Ensuite, dans le dos du corps. Les martyrs, morts tellement pour nous qu’on doit se sentir coupables de rire, de s’amuser et de danser. Puis il y a le souvenir des années 90. Celui d’octobre 88, de novembre 54…etc. Autant de dates de morts et si peu de dates de renaissances.
Du coup, l’essentiel : en Algérie on ne s’amuse pas. Et quand on veut s’amuser on a cinq choses contre soi : les conservateurs, la doctrine du martyr, le policier, la religion et les souvenirs de guerre.

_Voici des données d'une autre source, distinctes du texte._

PR #1544, opened 2024-10-16
Rds/kjw/function compare swh dist systems and components

KarenWGard:
rule that contains the functionality for using compare_context_pair for SWH systems - this logic is called twice in the re-written rule 11-1

### DIFF
--- a/docs/ruleset_functions/compare_swh_dist_systems_and_components.md
+++ b/docs/ruleset_functions/compare_swh_dist_systems_and_components.md
@@ -9,7 +9,7 @@ Inputs:
 - **swh_distribution_id**
 
 Returns:
-- **errors**: An array of errors encountered in this function and in compare_context_str.  If errors is an empty array, then all elements that were expected to match do match
+- **errors**: An array of errors encountered in this function and in compare_context_pair.  If errors is an empty array, then all elements that were expected to match do match
 
 Function Call:
 
@@ -34,17 +34,17 @@ Logic:
   - otherwise, add an error and return FALSE: `else: errors << "SWH Distribution System " + swh_distribution_id + " not found in one of the two RMDs"; return FALSE`
 
 
-  - Compare the distribution in the two models using the function compare_context_pair.  compare_context_pair is recursive, so by sending the function the distribution systems, it is also checking the tanks and piping that are child objects of the distribution systems: `compare_context_pair(RMD1_swh_distribution, RMD2_swh_distribution, $, extra_schema_for_SWH_comparison.json, true, compare_context_str, errors)`
+  - Compare the distribution in the two models using the function compare_context_pair.  compare_context_pair is recursive, so by sending the function the distribution systems, it is also checking the tanks and piping that are child objects of the distribution systems.  If the comparison fails, we add an error to the errors list indicating the id of the swh distribution system that failed comparison: `if !compare_context_pair(RMD1_swh_distribution, RMD2_swh_distribution, $, extra_schema_for_SWH_comparison.json, true, compare_context_str, errors): errors << "Comparison of SWH Distribution System: " + swh_distribution_id + " failed."`
   - In addition to the equipment connected to the distribution system, there's also equipment that's part of the service water heating distribution system that are not direct child objects of the distribution system.  We need to check these objects.
   - first, check ServiceWaterHeatingEquipment - when we execute compare_context_pair, this will also check any child objects that exist (SolarThermal and SWH validation point).  Start by checking if there are the same number of objects in models 1 and 2.  We need to do the length check here because it's not checked implicitly as part of compare_context_pair.  For example, if there are more pieces of equipment in the model 1 than model 2, comparing each item found in model 2 could return a false positive: `if len(RMD1_swh_equipment_dict["SWHHeatingEq"]) == len(RMD2_swh_equipment_dict["SWHHeatingEq"]):`
     - look at each SWHEquipment in the model 1: `for swh_eq_id in RMD1_swh_equipment_dict["SWHHeatingEq"]:`
       - get the SWH equipment for models 1 and 2: `swh_eq_1 = get_component_by_id(RMD1, swh_eq_id); swh_eq_2 = get_component_by_id(RMD2, swh_eq_id)`
-      - compare the two SWH equipment using compare_context_pair.  By passing in the same errors list, any new errors get appended to the list: `compare_context_pair(swh_eq_1, swh_eq_2, $, extra_schema_for_SWH_comparison.json, true, compare_context_str, errors)`
+      - compare the two SWH equipment using compare_context_pair.  By passing in the same errors list, any new errors get appended to the list.  If the comparison fails, we add an error to the errors list indicating the id of the swh equipment that failed comparison: `if !compare_context_pair(swh_eq_1, swh_eq_2, $, extra_schema_for_SWH_comparison.json, true, compare_context_str, errors): errors << "Comparison of SWH Equipment: " + swh_eq_id + " failed."`
   - otherwise there is an unequal number of equipment entries.  Add our own error to the errors list: `else: errors << "Unequal numbers of SWH Equipment between the two models for " + swh_distribution_id`
   - next, check Pumps - this will also recursively check PumpOutputValidationPointPumpOutputValidationPoint: `if len(RMD1_swh_equipment_dict["Pumps"]) == len(RMD2_swh_equipment_dict["Pumps"]):`
     - look at each SWHEquipment in the proposed model: `for pump_id in RMD1_swh_equipment_dict["Pumps"]:`
       - get the pumps for models 1 and 2: `pump_1 = get_component_by_id(RMD1, pump_id); pump_2 = get_component_by_id(RMD2, pump_id)`
-      - compare the two pumps using compare_context_pair: `compare_context_pair(pump_1, pump_2, $, extra_schema_for_SWH_comparison.json, true, compare_context_str, error_str)`
+      - compare the two pumps using compare_context_pair.  If the comparison fails, we add an error to the errors list indicating the id of the swh pump that failed comparison: `if !compare_context_pair(pump_1, pump_2, $, extra_schema_for_SWH_comparison.json, true, compare_context_str, error_str): errors << "Comparison of SWH Pump: " + pump_id + " failed."`
   - otherwise, there are an an unequal number of pump entries: `else: errors << "Unequal number of pumps in the two models for SWH Distribution System " + swh_distribution_id`
 
 **Returns** errors
--- a/docs/ruleset_functions/compare_swh_dist_systems_and_components.md
+++ b/docs/ruleset_functions/compare_swh_dist_systems_and_components.md
@@ -7,10 +7,9 @@ Inputs:
 - **RMD2**
 - **compare_context_str**
 - **swh_distribution_id**
-- **errors**
 
 Returns:
-- **all_match**: A boolean indicating whether all of the SWH elements match for the given SWH equipment id in models 1 and 2
+- **errors**: An array of errors encountered in this function and in compare_context_str.  If errors is an empty array, then all elements that were expected to match do match
 
 Function Call:
 
@@ -20,6 +19,7 @@ Function Call:
 Data Lookup: None
 
 Logic:
+  - create the list errors: `errors = []`
   - use the function get_swh_components_associated_with_each_swh_distribution_system to get a dictionary of SWH equipment associated with each Distribution System for model 1 (pumps, tanks, SWH use, distribution system, etc): `RMD1_swh_system_and_equip_dict = get_swh_components_associated_with_each_swh_distribution_system(RMD1)`
   - use the function get_swh_components_associated_with_each_swh_distribution_system to get a dictionary of SWH equipment associated with each Distribution System for model 1 (pumps, tanks, SWH use, distribution system, etc): `RMD2_swh_system_and_equip_dict = get_swh_components_associated_with_each_swh_distribution_system(RMD2)`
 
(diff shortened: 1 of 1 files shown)


docs/ruleset_functions/compare_swh_dist_systems_and_components.md
```diff
@@ -0,0 +1,54 @@
+## compare_swh_dist_systems_and_components
+
+Description: This function compares all sub-components of a given SWH Distribution System ID between two models.  The function also accepts   
+
+Inputs:
+- **RMD1**
+- **RMD2**
+- **compare_context_str**
+- **swh_distribution_id**
+- **errors**
```
claperle, line 10: What does this errors do? Suggest explaining that here

docs/ruleset_functions/compare_swh_dist_systems_and_components.md
```diff
@@ -0,0 +1,54 @@
...
+
+Data Lookup: None
+
+Logic:
+  - use the function get_swh_components_associated_with_each_swh_distribution_system to get a dictionary of SWH equipment associated with each Distribution System for model 1 (pumps, tanks, SWH use, distribution system, etc): `RMD1_swh_system_and_equip_dict = get_swh_components_associated_with_each_swh_distribution_system(RMD1)`
+  - use the function get_swh_components_associated_with_each_swh_distribution_system to get a dictionary of SWH equipment associated with each Distribution System for model 1 (pumps, tanks, SWH use, distribution system, etc): `RMD2_swh_system_and_equip_dict = get_swh_components_associated_with_each_swh_distribution_system(RMD2)`
+
+  - check if this distribution ID is in model 1: `if RMD1_swh_system_and_equip_dict[swh_distribution_id]:`
+    - get the dictionary of all SWH equipment (pumps, tanks, SWH use, dist system, etc) for the given swh_distribution_id for RMD1: `RMD1_swh_equipment_dict = RMD1_swh_system_and_equip_dict[swh_distribution_id]`
+    - get the actual distribution equipment associated with this ID from model 1: `RMD1_swh_distribution = get_component_by_id(RMD1, swh_distribution_id)`
```
claperle, line 28: I am not following this line. What is it doing?

docs/ruleset_functions/compare_swh_dist_systems_and_components.md
```diff
@@ -0,0 +1,54 @@
...
+  - otherwise, return FALSE: `else: errors << "SWH Distribution System " + swh_distribution_id + " not found in one of the two RMDs"; return FALSE`
+
+  - check if this distribution ID is in model 2: `if RMD2_swh_system_and_equip_dict[swh_distribution_id]:`
+    - get the dictionary of all SWH equipment (pumps, tanks, SWH use, dist system, etc) for the given swh_distribution_id for RMD2: `RMD2_swh_equipment_dict = RMD2_swh_system_and_equip_dict[swh_distribution_id]`
+    - get the actual distribution equipment associated with this ID from model 1: `RMD2_swh_distribution = get_component_by_id(RMD2, swh_distribution_id)`
+  - otherwise, add an error and return FALSE: `else: errors << "SWH Distribution System " + swh_distribution_id + " not found in one of the two RMDs"; return FALSE`
```
claperle, line 34: How is this error message delivered to the reviewer since this function only retyrns a boolean?

docs/ruleset_functions/compare_swh_dist_systems_and_components.md
```diff
@@ -0,0 +1,54 @@
...
+
+
+  - Compare the distribution in the two models using the function compare_context_pair.  compare_context_pair is recursive, so by sending the function the distribution systems, it is also checking the tanks and piping that are child objects of the distribution systems.  The boolean all_match is created and set to the result of the function: `all_match = compare_context_pair(RMD1_swh_distribution, RMD2_swh_distribution, $, extra_schema_for_SWH_comparison.json, true, compare_context_str, errors)`
+  - In addition to the equipment connected to the distribution system, there's also equipment that's part of the service water heating distribution system that are not direct child objects of the distribution system.  We need to check these objects.
```
claperle, line 38: Note to self, need to check from here down

docs/ruleset_functions/compare_swh_dist_systems_and_components.md
KarenWGard: errors is a list that is one of the required inputs for compare_context_str.  Passing it through allows any errors reported by compare_context_str to be accessible by the rule that called this function

docs/ruleset_functions/compare_swh_dist_systems_and_components.md
KarenWGard: because errors is a list that was passed into this function, any items added to the list will be accessible by the rule that called that function.

claperle: I'll have to trust you on that. Not sure my python knowledge is good enough to understand how this can be accessible if the function only returns TRUE or FALSE.

JacksonJ-KC: recommend writing that the function returns the errors and the boolean because this is psuedo code we don't want any assumptions about the scope of variables to be miscommunicated

claperle: Karen going to add note to describe that error is returned

docs/ruleset_functions/compare_swh_dist_systems_and_components.md
weilixu: Can return error list instead of boolean?
An empty list means full match and with message means there are diffs.

docs/ruleset_functions/compare_swh_dist_systems_and_components.md
weilixu: I left the same comment - return a list makes sense.

docs/ruleset_functions/compare_swh_dist_systems_and_components.md
KarenWGard: @weilixu - this is an excellent idea.  I updated the function per your suggestion.  To confirm - does compare_context_str always append an error to the errors list when the result is false?

docs/ruleset_functions/compare_swh_dist_systems_and_components.md
```diff
@@ -0,0 +1,54 @@
...
+  - first, check ServiceWaterHeatingEquipment - when we execute compare_context_pair, this will also check any child objects that exist (SolarThermal and SWH validation point).  Start by checking if there are the same number of objects in models 1 and 2.  We need to do the length check here because it's not checked implicitly as part of compare_context_pair.  For example, if there are more pieces of equipment in the model 1 than model 2, comparing each item found in model 2 could return a false positive: `if len(RMD1_swh_equipment_dict["SWHHeatingEq"]) == len(RMD2_swh_equipment_dict["SWHHeatingEq"]):`
+    - look at each SWHEquipment in the model 1: `for swh_eq_id in RMD1_swh_equipment_dict["SWHHeatingEq"]:`
+      - get the SWH equipment for models 1 and 2: `swh_eq_1 = get_component_by_id(RMD1, swh_eq_id); swh_eq_2 = get_component_by_id(RMD2, swh_eq_id)`
```
claperle, line 41: I don't think the semi colon is python syntax. if it is not recommend revising.

docs/ruleset_functions/compare_swh_dist_systems_and_components.md
```diff
@@ -0,0 +1,54 @@
...
+      - compare the two SWH equipment using compare_context_pair.  By passing in the same errors list, any new errors get appended to the list.  If the comparison fails, we add an error to the errors list indicating the id of the swh equipment that failed comparison: `if !compare_context_pair(swh_eq_1, swh_eq_2, $, extra_schema_for_SWH_comparison.json, true, compare_context_str, errors): errors << "Comparison of SWH Equipment: " + swh_eq_id + " failed."`
+  - otherwise there is an unequal number of equipment entries.  Add our own error to the errors list: `else: errors << "Unequal numbers of SWH Equipment between the two models for " + swh_distribution_id`
+  - next, check Pumps - this will also recursively check PumpOutputValidationPointPumpOutputValidationPoint: `if len(RMD1_swh_equipment_dict["Pumps"]) == len(RMD2_swh_equipment_dict["Pumps"]):`
+    - look at each SWHEquipment in the proposed model: `for pump_id in RMD1_swh_equipment_dict["Pumps"]:`
+      - get the pumps for models 1 and 2: `pump_1 = get_component_by_id(RMD1, pump_id); pump_2 = get_component_by_id(RMD2, pump_id)`
```
claperle, line 46: Same comment as above regarding ;

docs/ruleset_functions/compare_swh_dist_systems_and_components.md
```diff
@@ -0,0 +1,54 @@
...
+
+- **compare_context_pair** - there is no RDS for this function, but it is a function developed for Rule 1-6 that compares two elements  
+- **get_component_by_id**
+
+Data Lookup: None
+
+Logic:
+  - create the list errors: `errors = []`
+  - use the function get_swh_components_associated_with_each_swh_distribution_system to get a dictionary of SWH equipment associated with each Distribution System for model 1 (pumps, tanks, SWH use, distribution system, etc): `RMD1_swh_system_and_equip_dict = get_swh_components_associated_with_each_swh_distribution_system(RMD1)`
+  - use the function get_swh_components_associated_with_each_swh_distribution_system to get a dictionary of SWH equipment associated with each Distribution System for model 1 (pumps, tanks, SWH use, distribution system, etc): `RMD2_swh_system_and_equip_dict = get_swh_components_associated_with_each_swh_distribution_system(RMD2)`
```
JacksonJ-KC, line 24: ~~model 1~~  model 2

docs/ruleset_functions/compare_swh_dist_systems_and_components.md
```diff
@@ -0,0 +1,54 @@
...
+
+  - check if this distribution ID is in model 1: `if RMD1_swh_system_and_equip_dict[swh_distribution_id]:`
+    - get the dictionary of all SWH equipment (pumps, tanks, SWH use, dist system, etc) for the given swh_distribution_id for RMD1: `RMD1_swh_equipment_dict = RMD1_swh_system_and_equip_dict[swh_distribution_id]`
+    - get the actual distribution equipment associated with this ID from model 1: `RMD1_swh_distribution = get_component_by_id(RMD1, swh_distribution_id)`
+  - otherwise, return FALSE by adding an error to the list: `else: errors << "SWH Distribution System " + swh_distribution_id + " not found in one of the two RMDs"`
+
+  - check if this distribution ID is in model 2: `if RMD2_swh_system_and_equip_dict[swh_distribution_id]:`
+    - get the dictionary of all SWH equipment (pumps, tanks, SWH use, dist system, etc) for the given swh_distribution_id for RMD2: `RMD2_swh_equipment_dict = RMD2_swh_system_and_equip_dict[swh_distribution_id]`
+    - get the actual distribution equipment associated with this ID from model 1: `RMD2_swh_distribution = get_component_by_id(RMD2, swh_distribution_id)`
```
JacksonJ-KC, line 33: ~~model 1~~ model 2

docs/ruleset_functions/compare_swh_dist_systems_and_components.md
JacksonJ-KC: `swh_eq_1, swh_eq_2 = get_component_by_id(RMD1, swh_eq_id), get_component_by_id(RMD2, swh_eq_id)`

docs/ruleset_functions/compare_swh_dist_systems_and_components.md
```diff
@@ -0,0 +1,54 @@
...
+  - use the function get_swh_components_associated_with_each_swh_distribution_system to get a dictionary of SWH equipment associated with each Distribution System for model 1 (pumps, tanks, SWH use, distribution system, etc): `RMD2_swh_system_and_equip_dict = get_swh_components_associated_with_each_swh_distribution_system(RMD2)`
+
+  - check if this distribution ID is in model 1: `if RMD1_swh_system_and_equip_dict[swh_distribution_id]:`
+    - get the dictionary of all SWH equipment (pumps, tanks, SWH use, dist system, etc) for the given swh_distribution_id for RMD1: `RMD1_swh_equipment_dict = RMD1_swh_system_and_equip_dict[swh_distribution_id]`
+    - get the actual distribution equipment associated with this ID from model 1: `RMD1_swh_distribution = get_component_by_id(RMD1, swh_distribution_id)`
+  - otherwise, return FALSE by adding an error to the list: `else: errors << "SWH Distribution System " + swh_distribution_id + " not found in one of the two RMDs"`
```
JacksonJ-KC, line 29: << is not python syntax

docs/ruleset_functions/compare_swh_dist_systems_and_components.md
```diff
@@ -0,0 +1,54 @@
...
+    - get the dictionary of all SWH equipment (pumps, tanks, SWH use, dist system, etc) for the given swh_distribution_id for RMD2: `RMD2_swh_equipment_dict = RMD2_swh_system_and_equip_dict[swh_distribution_id]`
+    - get the actual distribution equipment associated with this ID from model 1: `RMD2_swh_distribution = get_component_by_id(RMD2, swh_distribution_id)`
+  - otherwise, return FALSE by adding an error to the list: `else: errors << "SWH Distribution System " + swh_distribution_id + " not found in one of the two RMDs"`
+
+
+  - Compare the distribution in the two models using the function compare_context_pair.  compare_context_pair is recursive, so by sending the function the distribution systems, it is also checking the tanks and piping that are child objects of the distribution systems.  If the comparison fails, we add an error to the errors list indicating the id of the swh distribution system that failed comparison: `if !compare_context_pair(RMD1_swh_distribution, RMD2_swh_distribution, $, extra_schema_for_SWH_comparison.json, true, compare_context_str, errors): errors << "Comparison of SWH Distribution System: " + swh_distribution_id + " failed."`
```
JacksonJ-KC, line 37: << is not python syntax

docs/ruleset_functions/compare_swh_dist_systems_and_components.md
```diff
@@ -0,0 +1,54 @@
...
+  - otherwise there is an unequal number of equipment entries.  Add our own error to the errors list: `else: errors << "Unequal numbers of SWH Equipment between the two models for " + swh_distribution_id`
+  - next, check Pumps - this will also recursively check PumpOutputValidationPointPumpOutputValidationPoint: `if len(RMD1_swh_equipment_dict["Pumps"]) == len(RMD2_swh_equipment_dict["Pumps"]):`
+    - look at each SWHEquipment in the proposed model: `for pump_id in RMD1_swh_equipment_dict["Pumps"]:`
+      - get the pumps for models 1 and 2: `pump_1 = get_component_by_id(RMD1, pump_id); pump_2 = get_component_by_id(RMD2, pump_id)`
+      - compare the two pumps using compare_context_pair.  If the comparison fails, we add an error to the errors list indicating the id of the swh pump that failed comparison: `if !compare_context_pair(pump_1, pump_2, $, extra_schema_for_SWH_comparison.json, true, compare_context_str, error_str): errors << "Comparison of SWH Pump: " + pump_id + " failed."`
+  - otherwise, there are an an unequal number of pump entries: `else: errors << "Unequal number of pumps in the two models for SWH Distribution System " + swh_distribution_id`
```
JacksonJ-KC, line 48: <<

docs/ruleset_functions/compare_swh_dist_systems_and_components.md
JacksonJ-KC, line 29: I don't think this should say "return FALSE"

docs/ruleset_functions/compare_swh_dist_systems_and_components.md
JacksonJ-KC, line 37: `$`? I suggest ignoring any attempt for proper syntax to call compare_context_pair because there is no RDS for it - I would just describe the arguments that you know you want to pass to it

docs/ruleset_functions/compare_swh_dist_systems_and_components.md
```diff
@@ -0,0 +1,54 @@
...
+    - look at each SWHEquipment in the model 1: `for swh_eq_id in RMD1_swh_equipment_dict["SWHHeatingEq"]:`
+      - get the SWH equipment for models 1 and 2: `swh_eq_1 = get_component_by_id(RMD1, swh_eq_id); swh_eq_2 = get_component_by_id(RMD2, swh_eq_id)`
+      - compare the two SWH equipment using compare_context_pair.  By passing in the same errors list, any new errors get appended to the list.  If the comparison fails, we add an error to the errors list indicating the id of the swh equipment that failed comparison: `if !compare_context_pair(swh_eq_1, swh_eq_2, $, extra_schema_for_SWH_comparison.json, true, compare_context_str, errors): errors << "Comparison of SWH Equipment: " + swh_eq_id + " failed."`
```
JacksonJ-KC, line 42: same comment for describing arguments and `$`

JacksonJ-KC, line 42: It is important to know that `compare_context_pair()` needs to use one of the items in the pair as the "index". I would suggest indicating that the longer list should always be used as the index

docs/ruleset_functions/compare_swh_dist_systems_and_components.md
```diff
@@ -0,0 +1,54 @@
...
+  - otherwise there is an unequal number of equipment entries.  Add our own error to the errors list: `else: errors << "Unequal numbers of SWH Equipment between the two models for " + swh_distribution_id`
+  - next, check Pumps - this will also recursively check PumpOutputValidationPointPumpOutputValidationPoint: `if len(RMD1_swh_equipment_dict["Pumps"]) == len(RMD2_swh_equipment_dict["Pumps"]):`
+    - look at each SWHEquipment in the proposed model: `for pump_id in RMD1_swh_equipment_dict["Pumps"]:`
+      - get the pumps for models 1 and 2: `pump_1 = get_component_by_id(RMD1, pump_id); pump_2 = get_component_by_id(RMD2, pump_id)`
+      - compare the two pumps using compare_context_pair.  If the comparison fails, we add an error to the errors list indicating the id of the swh pump that failed comparison: `if !compare_context_pair(pump_1, pump_2, $, extra_schema_for_SWH_comparison.json, true, compare_context_str, error_str): errors << "Comparison of SWH Pump: " + pump_id + " failed."`
```
JacksonJ-KC, line 47: I'm not sure why this is checking `if !compare_context_pair`. If the function returns a list then the list will behave as a truthy value

docs/ruleset_functions/compare_swh_dist_systems_and_components.md
```diff
@@ -0,0 +1,54 @@
...
+    - get the dictionary of all SWH equipment (pumps, tanks, SWH use, dist system, etc) for the given swh_distribution_id for RMD1: `RMD1_swh_equipment_dict = RMD1_swh_system_and_equip_dict[swh_distribution_id]`
+    - get the actual distribution equipment associated with this ID from model 1: `RMD1_swh_distribution = get_component_by_id(RMD1, swh_distribution_id)`
+  - otherwise, return FALSE by adding an error to the list: `else: errors << "SWH Distribution System " + swh_distribution_id + " not found in one of the two RMDs"`
+
+  - check if this distribution ID is in model 2: `if RMD2_swh_system_and_equip_dict[swh_distribution_id]:`
+    - get the dictionary of all SWH equipment (pumps, tanks, SWH use, dist system, etc) for the given swh_distribution_id for RMD2: `RMD2_swh_equipment_dict = RMD2_swh_system_and_equip_dict[swh_distribution_id]`
+    - get the actual distribution equipment associated with this ID from model 1: `RMD2_swh_distribution = get_component_by_id(RMD2, swh_distribution_id)`
+  - otherwise, return FALSE by adding an error to the list: `else: errors << "SWH Distribution System " + swh_distribution_id + " not found in one of the two RMDs"`
+
+
```
JacksonJ-KC, line 36: if the list of errors is not empty at this point I think we should return it and prevent the rest of the logic

docs/ruleset_functions/compare_swh_dist_systems_and_components.md
JacksonJ-KC, line 42: same comment about `if !compare_context_pair`

docs/ruleset_functions/compare_swh_dist_systems_and_components.md
KarenWGard: any suggestions on how to communicate this effectively?

docs/ruleset_functions/compare_swh_dist_systems_and_components.md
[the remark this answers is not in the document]
KarenWGard: thanks!  I've implemented this

docs/ruleset_functions/compare_swh_dist_systems_and_components.md
KarenWGard: old logic - I've removed if !

docs/ruleset_functions/compare_swh_dist_systems_and_components.md
KarenWGard: It's a preference, but I like to provide as many errors as possible to the user at once so they can resolve them at the same time - reduces iterations for the modeler

claperle (approved):
I did not see any issues.

docs/ruleset_functions/compare_swh_dist_systems_and_components.md
weilixu: My take is if the `swh_distribution_id` is not found in one or another, continue processing can become confusing since the rest checks are depending on having these two matched distribution objects.

It would be good to enforce the same length of `RMD1_swh_distribution` and `RMD2_swh_distribution` lists. For example, adding an assert to make sure these two are in the same length. For ones that mismatched (not exist), we can add to the error list, and skip adding them to the `RMD1_swh_distribution` or `RMD2_swh_distribution` since further comparison is just comparing value with `None` anyway.

docs/ruleset_functions/compare_swh_dist_systems_and_components.md
weilixu: > @weilixu - this is an excellent idea. I updated the function per your suggestion. To confirm - does compare_context_str always append an error to the errors list when the result is false?

That is correct.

Qu’avons-nous oublié de comprendre ? Le loisir en Algérie, c’est comme la harga : ce n’est pas une question d’argent, mais de sens et de liberté. D’ailleurs, les deux sont liés. Le loisir est le synonyme rieur et heureux de la liberté. On ne peut pas avoir l’un sans l’autre. Et on n’a pas la liberté. Et on ne s’amuse donc pas et on n’a pas de loisirs. Personne n’a pensé à restaurer le sens de la fête chez nous. On s’ennuie, on part ou on meurt.